*Material for this exercise*:
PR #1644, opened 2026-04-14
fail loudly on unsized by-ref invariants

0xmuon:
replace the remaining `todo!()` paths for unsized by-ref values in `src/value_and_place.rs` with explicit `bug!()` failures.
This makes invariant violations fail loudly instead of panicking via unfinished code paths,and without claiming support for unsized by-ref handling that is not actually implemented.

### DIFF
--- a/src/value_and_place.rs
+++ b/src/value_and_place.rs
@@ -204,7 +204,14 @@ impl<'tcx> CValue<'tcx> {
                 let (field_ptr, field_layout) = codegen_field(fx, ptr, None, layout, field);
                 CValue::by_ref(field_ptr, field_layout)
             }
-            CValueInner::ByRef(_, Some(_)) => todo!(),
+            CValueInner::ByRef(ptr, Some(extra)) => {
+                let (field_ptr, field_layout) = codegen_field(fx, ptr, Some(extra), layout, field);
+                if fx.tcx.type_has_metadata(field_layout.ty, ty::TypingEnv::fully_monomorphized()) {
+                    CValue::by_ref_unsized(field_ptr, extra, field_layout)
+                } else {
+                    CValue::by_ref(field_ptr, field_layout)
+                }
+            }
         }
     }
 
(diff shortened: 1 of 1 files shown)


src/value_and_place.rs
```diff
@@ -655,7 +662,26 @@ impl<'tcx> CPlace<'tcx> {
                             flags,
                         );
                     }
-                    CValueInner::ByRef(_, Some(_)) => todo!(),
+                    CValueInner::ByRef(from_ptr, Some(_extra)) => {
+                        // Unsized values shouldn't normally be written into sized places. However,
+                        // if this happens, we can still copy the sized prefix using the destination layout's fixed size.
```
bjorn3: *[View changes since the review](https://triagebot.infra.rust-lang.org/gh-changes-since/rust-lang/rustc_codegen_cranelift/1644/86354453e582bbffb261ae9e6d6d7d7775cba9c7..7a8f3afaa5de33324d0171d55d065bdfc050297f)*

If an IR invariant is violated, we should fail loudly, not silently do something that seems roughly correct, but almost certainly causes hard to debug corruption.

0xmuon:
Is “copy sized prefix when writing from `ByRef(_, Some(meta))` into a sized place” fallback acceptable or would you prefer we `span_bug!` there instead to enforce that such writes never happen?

--

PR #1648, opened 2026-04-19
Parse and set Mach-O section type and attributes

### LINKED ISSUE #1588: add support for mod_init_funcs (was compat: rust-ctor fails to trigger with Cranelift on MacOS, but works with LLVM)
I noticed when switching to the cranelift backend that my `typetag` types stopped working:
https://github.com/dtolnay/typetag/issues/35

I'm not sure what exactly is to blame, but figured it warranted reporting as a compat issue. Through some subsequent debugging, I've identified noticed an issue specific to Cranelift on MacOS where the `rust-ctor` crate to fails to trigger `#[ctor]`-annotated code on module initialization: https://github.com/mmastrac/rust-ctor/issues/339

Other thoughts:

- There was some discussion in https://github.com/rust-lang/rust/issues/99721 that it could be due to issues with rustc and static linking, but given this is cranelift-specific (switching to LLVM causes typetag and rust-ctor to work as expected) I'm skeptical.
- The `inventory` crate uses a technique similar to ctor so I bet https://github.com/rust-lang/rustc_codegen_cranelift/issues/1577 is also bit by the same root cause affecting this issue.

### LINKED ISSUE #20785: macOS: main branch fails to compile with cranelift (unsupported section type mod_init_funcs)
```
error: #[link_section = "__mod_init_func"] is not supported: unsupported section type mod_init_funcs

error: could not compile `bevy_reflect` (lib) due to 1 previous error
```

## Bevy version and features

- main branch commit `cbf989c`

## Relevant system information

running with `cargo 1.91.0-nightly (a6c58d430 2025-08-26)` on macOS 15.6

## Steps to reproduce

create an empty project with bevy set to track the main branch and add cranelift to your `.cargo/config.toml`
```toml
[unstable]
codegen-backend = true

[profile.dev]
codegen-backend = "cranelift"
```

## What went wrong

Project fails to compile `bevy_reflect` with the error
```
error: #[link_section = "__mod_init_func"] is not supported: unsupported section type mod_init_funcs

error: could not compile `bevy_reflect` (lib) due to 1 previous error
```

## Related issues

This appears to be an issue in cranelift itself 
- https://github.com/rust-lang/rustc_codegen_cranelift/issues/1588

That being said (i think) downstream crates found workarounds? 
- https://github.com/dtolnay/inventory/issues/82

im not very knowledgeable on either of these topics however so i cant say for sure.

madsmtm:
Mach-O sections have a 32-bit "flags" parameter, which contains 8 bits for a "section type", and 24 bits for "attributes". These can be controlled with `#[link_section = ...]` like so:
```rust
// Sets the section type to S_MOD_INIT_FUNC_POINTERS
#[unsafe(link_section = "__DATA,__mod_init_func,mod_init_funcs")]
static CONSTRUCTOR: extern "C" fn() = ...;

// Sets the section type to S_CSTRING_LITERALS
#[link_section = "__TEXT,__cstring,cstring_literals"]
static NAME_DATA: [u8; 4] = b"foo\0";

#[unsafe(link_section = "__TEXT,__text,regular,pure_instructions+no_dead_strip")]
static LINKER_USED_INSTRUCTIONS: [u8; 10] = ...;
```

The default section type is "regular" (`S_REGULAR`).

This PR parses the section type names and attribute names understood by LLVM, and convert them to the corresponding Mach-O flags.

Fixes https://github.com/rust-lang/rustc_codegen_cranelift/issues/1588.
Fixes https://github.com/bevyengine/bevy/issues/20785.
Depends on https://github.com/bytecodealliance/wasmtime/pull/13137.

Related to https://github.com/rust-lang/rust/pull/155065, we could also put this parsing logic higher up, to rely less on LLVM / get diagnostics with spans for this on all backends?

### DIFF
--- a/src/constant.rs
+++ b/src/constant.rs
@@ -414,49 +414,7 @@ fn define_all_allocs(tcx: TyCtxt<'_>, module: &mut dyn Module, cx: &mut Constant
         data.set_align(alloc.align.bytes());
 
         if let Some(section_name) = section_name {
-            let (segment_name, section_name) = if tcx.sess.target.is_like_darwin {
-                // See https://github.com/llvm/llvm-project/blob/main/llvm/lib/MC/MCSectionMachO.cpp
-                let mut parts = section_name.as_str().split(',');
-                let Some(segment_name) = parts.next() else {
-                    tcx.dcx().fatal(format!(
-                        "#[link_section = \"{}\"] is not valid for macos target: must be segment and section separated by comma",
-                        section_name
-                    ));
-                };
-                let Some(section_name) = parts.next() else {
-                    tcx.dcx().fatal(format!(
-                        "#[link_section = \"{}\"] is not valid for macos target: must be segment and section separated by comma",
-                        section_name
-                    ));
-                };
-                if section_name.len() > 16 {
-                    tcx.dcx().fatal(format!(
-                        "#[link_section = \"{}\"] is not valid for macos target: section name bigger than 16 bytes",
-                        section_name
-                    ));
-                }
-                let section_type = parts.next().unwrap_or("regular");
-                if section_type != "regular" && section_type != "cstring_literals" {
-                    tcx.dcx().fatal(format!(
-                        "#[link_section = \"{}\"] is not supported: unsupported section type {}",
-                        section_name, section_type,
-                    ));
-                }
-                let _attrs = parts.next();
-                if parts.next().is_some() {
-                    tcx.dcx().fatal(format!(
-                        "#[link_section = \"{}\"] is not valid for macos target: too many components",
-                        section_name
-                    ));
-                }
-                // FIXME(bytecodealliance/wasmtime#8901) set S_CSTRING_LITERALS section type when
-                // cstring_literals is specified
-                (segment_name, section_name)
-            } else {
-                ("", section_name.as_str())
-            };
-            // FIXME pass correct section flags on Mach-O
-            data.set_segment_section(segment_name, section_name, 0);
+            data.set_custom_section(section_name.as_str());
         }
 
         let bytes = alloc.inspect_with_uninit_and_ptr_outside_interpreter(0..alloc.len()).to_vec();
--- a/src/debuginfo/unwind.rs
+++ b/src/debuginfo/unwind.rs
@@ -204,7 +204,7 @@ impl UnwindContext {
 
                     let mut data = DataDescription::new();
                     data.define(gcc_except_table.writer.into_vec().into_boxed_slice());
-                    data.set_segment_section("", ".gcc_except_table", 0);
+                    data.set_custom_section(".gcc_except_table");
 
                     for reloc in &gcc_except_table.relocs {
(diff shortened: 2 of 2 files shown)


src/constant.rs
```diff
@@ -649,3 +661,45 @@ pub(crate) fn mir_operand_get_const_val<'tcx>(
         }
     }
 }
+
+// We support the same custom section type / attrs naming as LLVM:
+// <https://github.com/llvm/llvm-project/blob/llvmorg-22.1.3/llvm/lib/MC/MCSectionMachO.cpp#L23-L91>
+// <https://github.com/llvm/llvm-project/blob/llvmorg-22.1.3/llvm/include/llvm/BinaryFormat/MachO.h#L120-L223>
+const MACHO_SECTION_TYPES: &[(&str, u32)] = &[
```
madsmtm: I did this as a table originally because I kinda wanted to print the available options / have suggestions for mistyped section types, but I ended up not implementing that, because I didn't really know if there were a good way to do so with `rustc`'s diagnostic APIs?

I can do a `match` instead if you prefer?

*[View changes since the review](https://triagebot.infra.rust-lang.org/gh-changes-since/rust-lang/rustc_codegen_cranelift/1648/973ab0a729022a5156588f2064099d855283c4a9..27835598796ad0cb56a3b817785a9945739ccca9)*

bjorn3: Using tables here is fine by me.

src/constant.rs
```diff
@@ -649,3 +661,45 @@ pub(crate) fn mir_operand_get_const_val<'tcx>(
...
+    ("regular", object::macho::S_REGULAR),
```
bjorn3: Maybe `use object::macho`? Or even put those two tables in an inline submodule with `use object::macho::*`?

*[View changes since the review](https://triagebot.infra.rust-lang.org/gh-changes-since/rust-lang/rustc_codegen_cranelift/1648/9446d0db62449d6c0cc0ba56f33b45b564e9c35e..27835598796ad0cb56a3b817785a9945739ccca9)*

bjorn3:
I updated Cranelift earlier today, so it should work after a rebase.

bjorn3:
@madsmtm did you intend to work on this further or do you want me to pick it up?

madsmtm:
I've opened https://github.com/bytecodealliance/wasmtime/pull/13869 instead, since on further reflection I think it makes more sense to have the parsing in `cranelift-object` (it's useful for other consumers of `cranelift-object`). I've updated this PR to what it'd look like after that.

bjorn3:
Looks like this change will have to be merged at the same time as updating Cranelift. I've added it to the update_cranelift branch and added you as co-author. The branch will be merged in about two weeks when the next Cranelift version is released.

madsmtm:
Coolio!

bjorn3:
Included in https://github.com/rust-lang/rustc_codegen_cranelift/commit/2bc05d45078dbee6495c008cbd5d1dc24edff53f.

...

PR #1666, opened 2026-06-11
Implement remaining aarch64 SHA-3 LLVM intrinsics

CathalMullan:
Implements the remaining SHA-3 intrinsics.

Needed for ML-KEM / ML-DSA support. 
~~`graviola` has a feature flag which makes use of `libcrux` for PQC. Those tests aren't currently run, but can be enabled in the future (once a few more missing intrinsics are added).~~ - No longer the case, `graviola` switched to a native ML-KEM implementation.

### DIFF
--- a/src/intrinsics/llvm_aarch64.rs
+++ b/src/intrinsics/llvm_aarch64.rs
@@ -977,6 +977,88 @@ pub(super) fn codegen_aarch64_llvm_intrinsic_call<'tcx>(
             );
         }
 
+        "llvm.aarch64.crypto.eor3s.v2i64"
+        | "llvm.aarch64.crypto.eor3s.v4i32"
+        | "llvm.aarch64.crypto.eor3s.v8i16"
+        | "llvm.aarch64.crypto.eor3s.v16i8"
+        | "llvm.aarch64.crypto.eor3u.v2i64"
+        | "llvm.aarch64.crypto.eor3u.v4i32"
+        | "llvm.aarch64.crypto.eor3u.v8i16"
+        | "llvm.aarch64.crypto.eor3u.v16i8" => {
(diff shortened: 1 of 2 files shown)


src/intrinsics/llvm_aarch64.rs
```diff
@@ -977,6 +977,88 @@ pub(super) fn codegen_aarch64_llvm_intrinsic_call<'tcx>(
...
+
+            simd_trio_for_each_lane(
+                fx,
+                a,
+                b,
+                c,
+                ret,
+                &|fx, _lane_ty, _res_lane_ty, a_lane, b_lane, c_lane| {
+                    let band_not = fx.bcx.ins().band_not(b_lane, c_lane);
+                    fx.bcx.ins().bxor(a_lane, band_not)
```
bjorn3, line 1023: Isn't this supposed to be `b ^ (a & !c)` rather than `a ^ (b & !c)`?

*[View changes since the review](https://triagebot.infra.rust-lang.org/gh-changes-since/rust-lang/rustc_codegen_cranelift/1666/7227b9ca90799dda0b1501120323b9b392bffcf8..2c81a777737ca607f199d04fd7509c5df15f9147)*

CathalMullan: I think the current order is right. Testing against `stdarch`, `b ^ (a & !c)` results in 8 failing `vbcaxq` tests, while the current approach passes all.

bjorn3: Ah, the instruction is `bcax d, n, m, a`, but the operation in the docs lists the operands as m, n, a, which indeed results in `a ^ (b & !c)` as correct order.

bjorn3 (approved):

*Exercise instructions*:
Copy down each line in the entries that has the word "think".

*Output of the task*:
That being said (i think) downstream crates found workarounds? 
I've opened https://github.com/bytecodealliance/wasmtime/pull/13869 instead, since on further reflection I think it makes more sense to have the parsing in `cranelift-object` (it's useful for other consumers of `cranelift-object`). I've updated this PR to what it'd look like after that.
CathalMullan: I think the current order is right. Testing against `stdarch`, `b ^ (a & !c)` results in 8 failing `vbcaxq` tests, while the current approach passes all.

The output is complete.